03 | computer-controlled machining
This week was an exploration of making big maps with the help of the Shopbot and also the laser-cutter. For city-planners,
map-making is religion but often times they sit 2-dimensionally on powerpoint screens. This week's lesson opened the possibility
that physical, tangible maps could be made relatively quickly and used as a centerpiece for discussion, something I tested out
by bringing my acryllic maps to a meeting with professors with good success. A HUGE THANKS to Tom and John who worked tirelessly
to not just help make my maps happen but to help everyone else in what were two extremely busy weeks - they are the heroes for me
this week.

Chandigarh is the most famous and perhaps only true planned city in India -- it was designed by Le Corbusier and created as a new
model capital of India in its early years after indepdendence. The city itself was laid out in 63 sectors, each carefully dimensioned with
not just transport efficiency in mind but also social cohesion (at least modeled on European social structures). Each sector had its own
amenities, a park, public space, wide streets, etc. It was also geometric and spacious for Indian standards which made it ideal for testing
in on the Shopbot.

The workflow
Stylized Google map of Chandigarh

Traced map in Adobe Illustrator

Shopbot milling
I wanted to translate the different color lines, which represented different street widths into the shopbot so I created 3 seperate .dxf files
which would be used with 3 differents sized nmills - a 3/8ths inch, a 1/4 inch and an 1/8 inch. This process was relatively easy (with lots of
help and inspiration from Tom). The trickiest parts to milling are the power and speed settings for each nmill which works differently depending
on the material -- b/c I had Tom's help, I just made one pass and it worked.

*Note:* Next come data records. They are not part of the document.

PR #30, opened 2020-10-18
fix(GatewayPresence): correct type for sent activity objects

Vaporox:
[API Docs](https://discord.com/developers/docs/topics/gateway#activity-object-activity-structure): Bots are only able to send `name`, `type`, and optionally `url`.

There is no separation between activity objects received from Discord and ones sent from the client. That causes problems like this, even though `created_at` should not be sent / will be ignored anyway.

image

I'm not fully familiar with the file structure yet, so if I placed it where it doesn't belong just let me know.


vladfrangu (approved):
I'll get it right eventually:tm:

*curse you Discord with confusing types*

PR #33, opened 2020-10-18
chore: fix mistypes (literally) for inline replies

vladfrangu:


v8/payloads/channel.ts
```diff
@@ -102,7 +102,7 @@ export enum MessageType {
 	GUILD_DISCOVERY_REQUALIFIED,
 	GUILD_DISCOVERY_GRACE_PERIOD_INITIAL_WARNING,
 	GUILD_DISCOVERY_GRACE_PERIOD_FINAL_WARNING,
-	INLINE_REPLY,
+	INLINE_REPLY = 18,
```
advaith1, line 105: this is already implied

vladfrangu: Woops, meant to make it 19, good catch

kyranet (approved):

PR #34, opened 2020-10-28
feat(Message): reply updates

advaith1:
whether a reply should ping the author of the original message


vladfrangu (approved):
Waiting on Discord to either get a PR or mention this somewhere, otherwise LGTM

advaith1:
it's in the replies pr now

but now channel_id in allowed 
_mentions is optional so I can add that to this pr

vladfrangu (changes requested):
Before we can merge this, https://github.com/discordjs/discord-api-types/pull/34/files#diff-df009aedf43eb83e065b2a738b64184c0e6d5fd592a9d9216be0354c761d0a2fR79 needs an update because the messageID would be required if you are sending a message_reference

advaith1:
so should we make a different interface for sending? in docs it's the same object

vladfrangu:
No.. `Required<APIMessageReference> & Omit<APIMessageReference, 'message_id'> ` or similar

vladfrangu (approved):

vladfrangu (approved):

The OSB board has a certain charm to it but I wanted the lines that I etched to be more prominent so I decided to paint it with some white
acrylic paint which worked pretty well.

Big Map Table Top

Recombining the Digital and Physical Worlds
I wanted to explore whether or not I could recombine the digital and physical worlds by projecting digital information on top of my big map -
and if that was a compelling user experience. In some respects, it added an add'l layer of complexity that a 2D map does not and can create
a physical/digital layer of information that I think is evocative. In a testament to the accuracy of the computer-controlled milling, I could fairly
accurately layer the digital street grid right on top of the physical one that I milled.

My original intention was to etch this map out on the waterjet but after consulting with John, he recommended that I try to cut the map out
on the laser-cutter in acrylic since the street structure was much more chaotic and detailed in Dhaka. I'm very glad that I did. After multiple attempts, the best workflow we discovered was to export the files I created in Adobe Illustrator as bitmaps or pngs and then use Corel Draw to etch them as clipart. The quality was better than I expected -- the only unexpected surprise was that it took almost 2 hours to complete on the laser cutter.